A few quotations from Henry David Thoreau, born today in 1817:

Books are the treasured wealth of the world and the fit inheritance of generations and nations.

Simplicity, simplicity, simplicity! I say, let your affairs be as two or three, and not a hundred or a thousand instead of a million count half a dozen, and keep your accounts on your thumb-nail.

The mass of men lead lives of quiet desperation.

There is no value in life except what you choose to place upon it and no happiness in any place except what you bring to it yourself.

Do not be too moral. You may cheat yourself out of much life so. Aim above morality. Be not simply good; be good for something.

Heaven is under our feet as well as over our heads.

The squirrel that you kill in jest, dies in earnest.

However mean your life is, meet it and live it: do not shun it and call it hard names. Cultivate poverty like a garden herb, like sage. Do not trouble yourself much to get new things, whether clothes or friends. Things do not change, we change. Sell your clothes and keep your thoughts.
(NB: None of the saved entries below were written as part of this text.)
PR #169, opened 2019-01-15
Add Apache Spark 2.2.3 release news and update links

dongjoon-hyun:
This PR adds or updates the followings.

**1. News**
news

**2. Release Note (No behavior change according to JIRA labels)**
release

**3. Download**
download

In addition, the release link (https://s.apache.org/spark-2.2.3) was created already for this and the mirror 2.2.2 will be removed tomorrow.


dongjoon-hyun:
Hi, @srowen .
Could you review this PR?

js/downloads.js
```diff
@@ -36,7 +36,8 @@ addRelease("2.4.0", new Date("11/02/2018"), packagesV9, true, true);
 addRelease("2.3.2", new Date("09/24/2018"), packagesV8, true, true);
 addRelease("2.3.1", new Date("06/08/2018"), packagesV8, true, true);
 addRelease("2.3.0", new Date("02/28/2018"), packagesV8, true, false);
-addRelease("2.2.2", new Date("07/02/2018"), packagesV8, true, true);
+addRelease("2.2.3", new Date("01/11/2018"), packagesV8, true, true);
```
felixcheung: 2018 -> 2019 ;)

site/js/downloads.js
```diff
@@ -36,7 +36,8 @@ addRelease("2.4.0", new Date("11/02/2018"), packagesV9, true, true);
 addRelease("2.3.2", new Date("09/24/2018"), packagesV8, true, true);
 addRelease("2.3.1", new Date("06/08/2018"), packagesV8, true, true);
 addRelease("2.3.0", new Date("02/28/2018"), packagesV8, true, false);
-addRelease("2.2.2", new Date("07/02/2018"), packagesV8, true, true);
+addRelease("2.2.3", new Date("01/11/2018"), packagesV8, true, true);
```
felixcheung: 2018 -> 2019

site/mailing-lists.html
```diff
@@ -12,7 +12,7 @@
 
   
     <meta http-equiv="refresh" content="0; url=/community.html">
-    <link rel="canonical" href="https://spark.apache.org/community.html" />
+    <link rel="canonical" href="http://localhost:4000/community.html" />
```
felixcheung: this shouldn't change?

js/downloads.js
dongjoon-hyun: oh.. Thanks.

site/mailing-lists.html
HyukjinKwon: Yea, IIRC, this happens when jeykill is ran with serve.

felixcheung (approved):

dongjoon-hyun:
Thank you, @felixcheung and @HyukjinKwon .

js/downloads.js
```diff
@@ -36,7 +36,8 @@ addRelease("2.4.0", new Date("11/02/2018"), packagesV9, true, true);
 addRelease("2.3.2", new Date("09/24/2018"), packagesV8, true, true);
 addRelease("2.3.1", new Date("06/08/2018"), packagesV8, true, true);
```
felixcheung, line 37: btw, this should be `packagesV8, true, false);` I think?

dongjoon-hyun: Yes, but `2.3.1` is still on the mirror.

felixcheung: though I tested a few mirror link for 2.3.1, seems like it is still replicated on mirrors..

felixcheung: just checked - I could remove it from dist/release later - after this is changed to false.

dongjoon-hyun: Shall I make another PR to remove this?

felixcheung: I think it's safer to put `false` on all "not-the-last" release of the minor release tree, ie. 2.3.1, 2.1.2, 2.2.2 etc. it doesn't hurt either way, for now, since 2.3.1 is still on the mirror, but it kinda should be in archive instead

srowen: That's right, and I was going to update that and remove the older releases from the mirrors just now -- I'll take care of it

PR #171, opened 2019-01-15
 Remove old releases from download page. Remove unused 'stable' flag and old info

srowen:


dongjoon-hyun:
Oh, I didn't see this PR. Could you rebase please?

srowen:
I merged this to ensure that the web page matches what is currently mirrored and in the archives. I know it's a little bit of a change to only include the latest supported releases, but think that is actually what the page should show. All remain available in the ASF archive, which is linked to from this page.

PR #187, opened 2019-04-04
Add docs for Spark 2.4.1

dbtsai:
cc @srowen , @felixcheung, @dongjoon-hyun 

I will update the rest in a followup PR. 

Thanks!


srowen (approved):
Updating the rest -- you mean the downloads page, 'latest' symlink? 
This part is pretty impossible to review but seems about right. The html files are in the right place and the file count looks right.

dbtsai:
@srowen yes, since this part is not possible to review, I decide to submit it as a separate PR. Thanks.

PR #202, opened 2019-05-09
Spark 2.4.3: Add API doc for pyspark ML 

gatorsmile:
In the previous upgrade, the ML python APIs are not correctly generated. Now, the problem is fixed and updated.


gatorsmile:
cc @cloud-fan @srowen

cloud-fan:
thanks, merged

PR #207, opened 2019-06-18
Fix source download link

srowen:
The download javascript wasn't correctly generating the source file name. Also, minor, it wasn't correctly respecting whether it should be obtained from the mirror network or archive server.


gaborgsomogyi (approved):
LGTM.

dongjoon-hyun:
+1, late LGTM.

PR #230, opened 2019-11-07
Remove 'Stable' from download link; remove EOL 2.3.x download

srowen:
One more thing I just noticed; if we don't distinguish "Preview" releases in the download list, don't mark them all "Stable". Also, we can remove EOL 2.3.x releases from the list of current releases.

### DIFF
--- a/js/downloads.js
+++ b/js/downloads.js
@@ -18,8 +18,6 @@ var hadoop2p7 = {pretty: "Pre-built for Apache Hadoop 2.7", tag: "hadoop2.7"};
 var hadoop3p2 = {pretty: "Pre-built for Apache Hadoop 3.2 and later", tag: "hadoop3.2"};
 var scala2p12_hadoopFree = {pretty: "Pre-built with Scala 2.12 and user-provided Apache Hadoop", tag: "without-hadoop-scala-2.12"};
 
-// 2.2.0+
-var packagesV8 = [hadoop2p7, hadoop2p6, hadoopFree, sources];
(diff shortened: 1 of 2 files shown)


srowen:
@jiangxb1987

jiangxb1987 (approved):
LGTM, thanks for fixing this!

js/downloads.js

I have never found a companion that was so companionable as solitude. We are for the most part more lonely when we go abroad among men than when we stay in our chambers. A man thinking or working is always alone, let him be where he will.

The price of anything is the amount of life you exchange for it.

If a man does not keep pace with his companions, perhaps it is because he hears a different drummer. Let him step to the music which he hears, however measured or far away.